18.1.18

Labirinto

Imaginemos por exemplo um palácio dentro do qual uma pessoa erra, perdida. O palácio está debaixo de água, mas o ser errante que o habita não sabe. Há muito que toda a gente o abandonou; ele dedica-se a construir um labirinto com as conchas que as marés lhe vão depositando, uma a uma (por vezes duas a duas) à porta. São conchas minúsculas mas o homem - sabemos que é um homem de meia idade, alto, magro, curvado - é persistente.

Talvez não seja persistente: talvez lhe falte simplesmente imaginação. Ou talvez seja prisioneiro da ideia de labirinto, tão prisioneiro que não se apercebe sequer de que não há labirinto nenhum.

"Ainda", diria o homem se nos ouvisse dizer isto. "Ainda não há labirinto nenhum".

O homem está preso dentro de um palácio, debaixo de água, num labirinto inexistente (por enquanto). Constrói-o sozinho, uma concha por dia, às vezes duas. Aprecia a solidão: em tempos teve uma família, amigos, uma mulher, colegas de trabalho; foi-se despindo deles, tirando-os como se fossem peças de roupa desadequadas à estação. Em tempos lera um livro sobre dois irmãos que se encerraram num palácio num labirinto de jornais e morreram, muito devagar, cada um do seu lado da casa.
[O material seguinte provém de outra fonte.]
PR #926, opened 2021-03-05
optimize sructs with memory alignment / padding

chemidy:
I think optimizing sructs with memory alignment / padding for a logger is interesting  : 

- buffer/buffer.go : struct with 32 pointer bytes to 16 bytes
- config.go : struct with 24 pointer bytes to 8 bytes
- internal/exit/exit.go : struct with 16 pointer bytes to 8 bytes
- internal/ztest/writer.go : struct with 56 pointer bytes to 32 bytes
- logger.go : struct with 96 pointer bytes to 72 bytes
- zapcore/entry.go : 
   - struct with 48 pointer bytes to 24 bytes
   - struct with 128 pointer bytes to 96 bytes
   - struct with 168 pointer bytes to 136 bytes
- zapcore/field.go : struct with 64 pointer bytes to 40 byes
- zapcore/write_syncer.go : struct with 24 pointer bytes to 16 bytes
- zapgrpc/zapgrpc.go : struct with 40 pointer bytes to 32 bytes

### DIFF
--- a/buffer/buffer.go
+++ b/buffer/buffer.go
@@ -33,8 +33,8 @@ const _size = 1024 // by default, create 1 KiB buffers
 // Buffer is a thin wrapper around a byte slice. It's intended to be pooled, so
 // the only way to construct one is via a Pool.
 type Buffer struct {
-	bs   []byte
 	pool Pool
+	bs   []byte
 }
 
 // AppendByte writes a single byte to the Buffer.
--- a/config.go
+++ b/config.go
@@ -37,9 +37,9 @@ import (
 // Values configured here are per-second. See zapcore.NewSamplerWithOptions for
 // details.
 type SamplingConfig struct {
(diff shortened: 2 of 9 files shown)


prashantv:
How were these generated? I checked the first one listed,
> buffer/buffer.go : struct with 32 pointer bytes to 16 bytes

I was surprised to see a reduction, as it contains:
 * Pool struct (which itself contains a single pointer)
 * `[]byte` which is a pointer + 2 ints (see https://golang.org/pkg/reflect/#SliceHeader)

On a 64-bit architecture, I'd expect the pointers + ints to all be 8 bytes each, so the final size would be 32 bytes.  Reordering these fields won't help, and a quick check shows that the size of both is the same:
https://play.golang.org/p/jCWnhsVSXHi

Are you confident that these changes result in size reductions?

prashantv:
Closing as it's not clear that this change reduces size, how it was generated, and the questions above are unanswered.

Lembra-se vagamente de ter tido, ele também, um irmão. Agora não tem e o labirinto é de conchas e não de jornais, conchas redondas, estriadas, feitas para se encaixarem umas nas outras sem se queixarem, sem caírem ou escorregarem, feitas para durar e não deixar passar nem um fio de luz nem uma gota de água e assim fazer do labirinto uma tomba seca e escura ocupada somente por ele, ele e a sua persistência, ele e a sua falta de imaginação, um labirinto eterno no qual nunca ninguém o descobriria mesmo que alguém o viesse um dia a procurar, hipótese essa demasiado remota para que a considere sequer uma hipótese, não passa de um grupo de palavras alinhavadas e sem qualquer contacto com a realidade, essa realidade de que o homem sempre fugiu e na qual quer agora morrer só, seco, é tudo o que quer e para isso constrói, peça a peça, um labirinto debaixo de água dentro do palácio onde um dia por acaso entrou, não sabe se sozinho se acompanhado por um dos seus amigos ou se calhar pela sua mulher ou o seu irmão.

Não sabe: foi há muito tempo e o tempo é um ácido, corrói tudo, até os ossos, a amizade, a família, a retórica, a esperança (passe o pleonasmo: a esperança é apenas uma das variantes da retórica, a mais infantil e inútil, de resto), a memória, a vida, se é que alguma vez esteve vivo.

O homem não sabe nem quer saber. Vive para o seu labirinto e secretamente para esquecer a razão pela qual o constrói.